*WHAT YOU ARE ASKED TO DO*
Work out how many lines below contain the word "fallback". Only the number is wanted.

[Stored data entries]
==========

PR #2299, opened 2026-06-22
saithriftv2: link VPP libraries for platform=vpp + bookworm/py3 build fixes

nicholasching:
**Context / motivation**

This PR is part of the **SAIVPP unit-test framework**: a Docker harness (`docker-sai-test-vpp`) that runs the upstream OCP `sai_test` PTF suite against the real VPP SAI backend (`libsaivs`) in one container — VPP + `saiserver` + PTF + veth/AF_PACKET topology. That work is documented in our devdocs under `sonic-sairedis/.azure-pipelines/docker-sai-test-vpp/devdocs/` (see `progress.md`).

To run the suite, `saiserver` (saithriftv2) must build and link against the VPP SAI backend on a bookworm/python3 toolchain. Upstream `saithriftv2` only has a `vs` link line and a python2.7 install path, so it does not build for the `vpp` platform on bookworm. This is **Phase 1, Task 2** of the SAIVPP UT HLD (the saithriftv2 Makefile work).

**What this change does**

Build/packaging only, no test logic:

- **`test/saithriftv2/Makefile`** — add a `platform=vpp` link line that pulls in the 5 VPP libraries `SaiVppXlate.c` requires (`-lvlib -lvlibapi -lvppapiclient -lvlibmemoryclient -lvppinfra`) plus `-lswsscommon`; also add `-lswsscommon` to the `vs` line.
- **`test/saithriftv2/src/saiserver.cpp`** — enable SWSS debug logging at startup (`swss::Logger` to STDOUT), so the harness captures a high-level SAI RPC trace in `saiserver.log` (used throughout our debugging).
- **`debian/python-saithrift.install`** — install the Python bindings from the python3 `dist-packages` path so the package builds on bookworm (was hardcoded to `python2.7/site-packages`).
- **`test/saithriftv2/convert_header.py`** — fix an enum `__str__` that did `split(".")[1]` and threw an IndexError on some enum names; use `self.name` instead.

**Scope / risk**

- **4 files, +11/−3** — build flags, a packaging path, a logging init, and a one-line stringification fix.
- **No change to SAI semantics, RPC surface, or test logic.**
- The `vpp` link line is new (additive); the `vs` line only gains `-lswsscommon`.

PR #2300, opened 2026-06-22
saiserver: default switch_id on neighbor/route entries when omitted 

nicholasching:
**Context / motivation**

Part of the **SAIVPP unit-test framework** (see PR 1 / our `docker-sai-test-vpp/devdocs/`). When running the OCP `sai_test` suite against the VPP SAI backend, neighbor- and route-create tests failed at create time with `SAI_STATUS_INVALID_PARAMETER (-5)`:

```
ERROR: meta_generic_validation_create: switch id is NULL for SAI_OBJECT_TYPE_NEIGHBOR_ENTRY
```

**Root cause**

`sai_thrift_neighbor_entry_t` / `sai_thrift_route_entry_t` carry a `switch_id`, but many OCP tests build these entries with only `rif_id` (+ `ip_address` / `destination`) and **omit `switch_id`**. The saithriftv2 RPC server copied the thrift `switch_id` straight through, so meta validation received `switch_id == 0` and rejected the create. (Tests that pass through the common-config path, which sets `switch_id` explicitly, succeeded — only entries that omit it failed.)

**What this change does**

- **`meta/templates/sai_rpc_server_helper_functions.tt`** — custom `sai_thrift_parse_neighbor_entry()` / `sai_thrift_parse_route_entry()` that, when the thrift `switch_id` is `0`, fall back to the RPC-global `switch_id` (the OID returned by `sai_thrift_create_switch`) and then `gSwitchId`. (The auto-generated struct copies for these two entry types are skipped in favor of these.)
- **`test/saithrift/src/switch_sai.thrift`, `switch_sai_rpc_server.cpp`** — the same `switch_id` field + fallback in the legacy v1 thrift server, for parity.
- **`test/sai_test/config/route_configer.py`** — pass `switch_id=self.dut.switch_id` explicitly on the route entries the common config builds, so the persisted T0 config is consistent regardless of the fallback.

This mirrors how a real ASIC SAI shim behaves (the switch is unambiguous), and unblocks the neighbor/route-create-on-RIF tests.

**Scope / risk**

- **4 files, +79/−18** — RPC-server parsing for two entry types (+ v1 parity) and explicit `switch_id` in the test common config.
- **No change to SAI behavior for callers that already pass `switch_id`** — the fallback only triggers when it is `0`/omitted.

==========

*YOUR RESPONSE*
3